§ About this task: Lift out all lines below that contain "destinationNode".

--- START ---

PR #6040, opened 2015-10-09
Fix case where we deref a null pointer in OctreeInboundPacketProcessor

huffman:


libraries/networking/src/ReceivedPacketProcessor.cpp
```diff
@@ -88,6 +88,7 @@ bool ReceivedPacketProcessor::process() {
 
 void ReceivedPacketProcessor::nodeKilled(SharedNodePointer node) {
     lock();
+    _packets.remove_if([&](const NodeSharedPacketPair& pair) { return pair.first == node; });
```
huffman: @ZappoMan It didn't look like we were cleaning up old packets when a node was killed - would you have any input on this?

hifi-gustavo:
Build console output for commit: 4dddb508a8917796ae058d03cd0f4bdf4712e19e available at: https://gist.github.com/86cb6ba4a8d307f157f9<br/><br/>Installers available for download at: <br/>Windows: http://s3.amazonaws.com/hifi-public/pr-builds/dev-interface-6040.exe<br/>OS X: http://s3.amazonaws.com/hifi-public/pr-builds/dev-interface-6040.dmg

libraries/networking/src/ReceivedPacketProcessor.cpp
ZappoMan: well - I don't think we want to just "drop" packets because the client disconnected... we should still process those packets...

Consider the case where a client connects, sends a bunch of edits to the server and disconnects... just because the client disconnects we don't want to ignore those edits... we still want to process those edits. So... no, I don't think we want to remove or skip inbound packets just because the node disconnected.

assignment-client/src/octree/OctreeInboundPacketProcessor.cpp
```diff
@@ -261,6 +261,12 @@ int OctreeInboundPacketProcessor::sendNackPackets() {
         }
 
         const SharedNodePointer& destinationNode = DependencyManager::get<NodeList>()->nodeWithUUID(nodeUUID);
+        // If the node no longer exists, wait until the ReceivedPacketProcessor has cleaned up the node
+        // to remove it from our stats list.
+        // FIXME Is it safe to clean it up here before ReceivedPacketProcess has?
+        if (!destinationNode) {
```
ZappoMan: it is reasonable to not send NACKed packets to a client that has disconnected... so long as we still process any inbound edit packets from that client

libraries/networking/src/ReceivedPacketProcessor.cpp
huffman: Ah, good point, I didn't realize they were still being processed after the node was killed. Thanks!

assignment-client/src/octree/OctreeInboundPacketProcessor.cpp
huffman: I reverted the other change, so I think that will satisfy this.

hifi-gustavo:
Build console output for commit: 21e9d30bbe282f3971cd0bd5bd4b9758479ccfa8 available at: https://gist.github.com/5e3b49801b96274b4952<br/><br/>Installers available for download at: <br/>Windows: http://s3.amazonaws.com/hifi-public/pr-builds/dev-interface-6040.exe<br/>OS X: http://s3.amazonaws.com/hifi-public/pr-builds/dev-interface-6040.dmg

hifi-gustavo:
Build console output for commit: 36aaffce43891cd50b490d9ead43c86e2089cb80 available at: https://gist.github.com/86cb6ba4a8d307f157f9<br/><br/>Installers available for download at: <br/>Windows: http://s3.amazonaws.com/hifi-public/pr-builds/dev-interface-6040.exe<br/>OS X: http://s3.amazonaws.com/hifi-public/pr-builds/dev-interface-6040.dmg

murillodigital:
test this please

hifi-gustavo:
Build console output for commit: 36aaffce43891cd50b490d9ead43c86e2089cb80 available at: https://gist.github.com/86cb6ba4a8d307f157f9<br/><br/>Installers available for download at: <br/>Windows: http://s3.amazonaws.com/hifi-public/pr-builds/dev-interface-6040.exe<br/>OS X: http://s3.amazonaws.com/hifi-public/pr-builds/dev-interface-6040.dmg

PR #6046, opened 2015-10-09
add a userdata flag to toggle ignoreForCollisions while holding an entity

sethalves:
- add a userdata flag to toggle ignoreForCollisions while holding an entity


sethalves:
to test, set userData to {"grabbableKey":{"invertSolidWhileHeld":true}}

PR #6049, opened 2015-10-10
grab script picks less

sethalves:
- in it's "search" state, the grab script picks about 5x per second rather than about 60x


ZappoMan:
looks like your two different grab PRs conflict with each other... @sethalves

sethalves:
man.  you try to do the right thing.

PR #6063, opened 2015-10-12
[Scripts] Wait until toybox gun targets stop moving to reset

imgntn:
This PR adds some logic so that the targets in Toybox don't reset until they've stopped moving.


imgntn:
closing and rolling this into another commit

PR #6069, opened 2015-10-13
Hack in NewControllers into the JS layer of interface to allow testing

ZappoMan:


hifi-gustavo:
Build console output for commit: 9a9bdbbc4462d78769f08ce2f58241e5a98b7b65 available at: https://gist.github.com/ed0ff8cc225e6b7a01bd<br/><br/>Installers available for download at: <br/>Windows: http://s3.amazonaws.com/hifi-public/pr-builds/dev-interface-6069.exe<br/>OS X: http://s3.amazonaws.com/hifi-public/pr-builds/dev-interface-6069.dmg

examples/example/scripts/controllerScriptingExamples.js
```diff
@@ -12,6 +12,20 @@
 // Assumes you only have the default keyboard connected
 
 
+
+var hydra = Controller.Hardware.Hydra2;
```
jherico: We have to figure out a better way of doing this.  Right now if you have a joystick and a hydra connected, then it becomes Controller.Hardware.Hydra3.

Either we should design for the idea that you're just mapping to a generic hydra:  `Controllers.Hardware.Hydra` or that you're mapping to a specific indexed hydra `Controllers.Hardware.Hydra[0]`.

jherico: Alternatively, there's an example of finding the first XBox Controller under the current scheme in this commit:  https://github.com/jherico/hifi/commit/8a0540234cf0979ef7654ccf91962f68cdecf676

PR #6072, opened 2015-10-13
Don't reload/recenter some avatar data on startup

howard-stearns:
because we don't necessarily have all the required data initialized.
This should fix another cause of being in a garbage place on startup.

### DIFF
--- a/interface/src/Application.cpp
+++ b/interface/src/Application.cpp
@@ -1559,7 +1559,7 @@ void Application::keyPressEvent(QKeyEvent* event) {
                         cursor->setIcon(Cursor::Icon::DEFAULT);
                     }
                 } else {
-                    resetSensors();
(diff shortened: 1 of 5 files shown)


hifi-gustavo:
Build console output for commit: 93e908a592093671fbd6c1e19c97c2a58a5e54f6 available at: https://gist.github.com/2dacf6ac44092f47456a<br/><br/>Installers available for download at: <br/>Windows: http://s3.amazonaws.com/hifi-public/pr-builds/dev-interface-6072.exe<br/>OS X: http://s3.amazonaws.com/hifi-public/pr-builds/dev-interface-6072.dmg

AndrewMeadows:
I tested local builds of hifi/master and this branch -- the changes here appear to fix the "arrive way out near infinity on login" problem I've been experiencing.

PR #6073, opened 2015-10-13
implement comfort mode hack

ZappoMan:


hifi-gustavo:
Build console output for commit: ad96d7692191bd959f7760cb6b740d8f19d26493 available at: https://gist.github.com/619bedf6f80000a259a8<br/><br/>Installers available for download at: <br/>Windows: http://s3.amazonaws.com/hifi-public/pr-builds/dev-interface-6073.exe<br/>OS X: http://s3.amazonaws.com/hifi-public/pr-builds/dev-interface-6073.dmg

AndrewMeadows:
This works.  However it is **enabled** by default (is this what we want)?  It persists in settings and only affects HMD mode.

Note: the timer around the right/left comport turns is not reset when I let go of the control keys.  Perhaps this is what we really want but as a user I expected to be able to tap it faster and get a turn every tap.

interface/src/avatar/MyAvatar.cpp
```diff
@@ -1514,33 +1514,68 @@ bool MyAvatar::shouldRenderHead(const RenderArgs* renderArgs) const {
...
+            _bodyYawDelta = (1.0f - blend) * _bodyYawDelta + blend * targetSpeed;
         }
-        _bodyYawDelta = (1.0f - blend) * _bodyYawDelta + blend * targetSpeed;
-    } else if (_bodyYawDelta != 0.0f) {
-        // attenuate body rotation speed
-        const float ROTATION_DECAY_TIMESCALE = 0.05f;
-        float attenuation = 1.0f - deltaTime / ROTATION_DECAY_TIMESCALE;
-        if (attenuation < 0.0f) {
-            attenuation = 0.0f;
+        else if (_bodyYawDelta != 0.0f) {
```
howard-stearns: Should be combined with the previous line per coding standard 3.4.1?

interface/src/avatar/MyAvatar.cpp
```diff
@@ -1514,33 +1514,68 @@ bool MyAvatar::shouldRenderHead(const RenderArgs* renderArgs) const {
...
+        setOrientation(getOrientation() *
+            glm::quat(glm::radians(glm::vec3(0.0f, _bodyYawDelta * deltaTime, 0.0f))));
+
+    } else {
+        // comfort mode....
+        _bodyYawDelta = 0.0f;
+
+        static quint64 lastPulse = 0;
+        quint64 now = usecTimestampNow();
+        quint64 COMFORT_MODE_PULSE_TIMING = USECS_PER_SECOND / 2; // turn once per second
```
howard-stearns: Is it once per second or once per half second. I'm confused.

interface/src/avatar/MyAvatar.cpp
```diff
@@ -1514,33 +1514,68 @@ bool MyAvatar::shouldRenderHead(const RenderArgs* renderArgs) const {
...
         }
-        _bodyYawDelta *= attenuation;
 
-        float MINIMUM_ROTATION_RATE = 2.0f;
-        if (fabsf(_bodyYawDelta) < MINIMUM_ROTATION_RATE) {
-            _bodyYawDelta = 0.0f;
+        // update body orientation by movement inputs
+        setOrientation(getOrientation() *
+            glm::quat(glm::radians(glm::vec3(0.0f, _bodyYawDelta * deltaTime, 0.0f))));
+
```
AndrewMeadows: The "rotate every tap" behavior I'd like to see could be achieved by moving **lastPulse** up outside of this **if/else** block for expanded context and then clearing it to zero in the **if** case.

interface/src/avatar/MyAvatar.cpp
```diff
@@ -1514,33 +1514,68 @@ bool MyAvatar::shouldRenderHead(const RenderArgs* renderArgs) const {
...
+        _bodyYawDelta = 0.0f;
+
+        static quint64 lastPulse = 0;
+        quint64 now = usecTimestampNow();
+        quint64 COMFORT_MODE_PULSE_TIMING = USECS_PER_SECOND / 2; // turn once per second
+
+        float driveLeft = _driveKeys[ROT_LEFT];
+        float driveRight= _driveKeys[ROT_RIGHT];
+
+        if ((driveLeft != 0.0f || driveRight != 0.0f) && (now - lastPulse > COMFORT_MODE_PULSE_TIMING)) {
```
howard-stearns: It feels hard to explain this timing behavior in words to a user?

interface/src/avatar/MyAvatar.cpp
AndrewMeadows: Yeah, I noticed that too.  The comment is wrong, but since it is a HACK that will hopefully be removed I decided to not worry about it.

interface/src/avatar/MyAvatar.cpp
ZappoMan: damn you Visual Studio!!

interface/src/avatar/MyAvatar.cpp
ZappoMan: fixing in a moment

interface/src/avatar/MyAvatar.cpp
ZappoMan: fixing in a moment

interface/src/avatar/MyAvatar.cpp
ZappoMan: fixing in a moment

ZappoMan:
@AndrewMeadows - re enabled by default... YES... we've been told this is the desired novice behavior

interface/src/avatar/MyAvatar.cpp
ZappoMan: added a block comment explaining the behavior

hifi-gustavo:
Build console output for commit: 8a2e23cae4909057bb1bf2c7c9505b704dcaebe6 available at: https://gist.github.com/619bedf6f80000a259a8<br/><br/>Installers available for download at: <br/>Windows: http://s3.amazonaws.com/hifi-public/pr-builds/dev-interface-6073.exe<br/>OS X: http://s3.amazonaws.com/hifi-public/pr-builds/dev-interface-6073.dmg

--- END ---

§ Output of the exercise:
         const SharedNodePointer& destinationNode = DependencyManager::get<NodeList>()->nodeWithUUID(nodeUUID);
+        if (!destinationNode) {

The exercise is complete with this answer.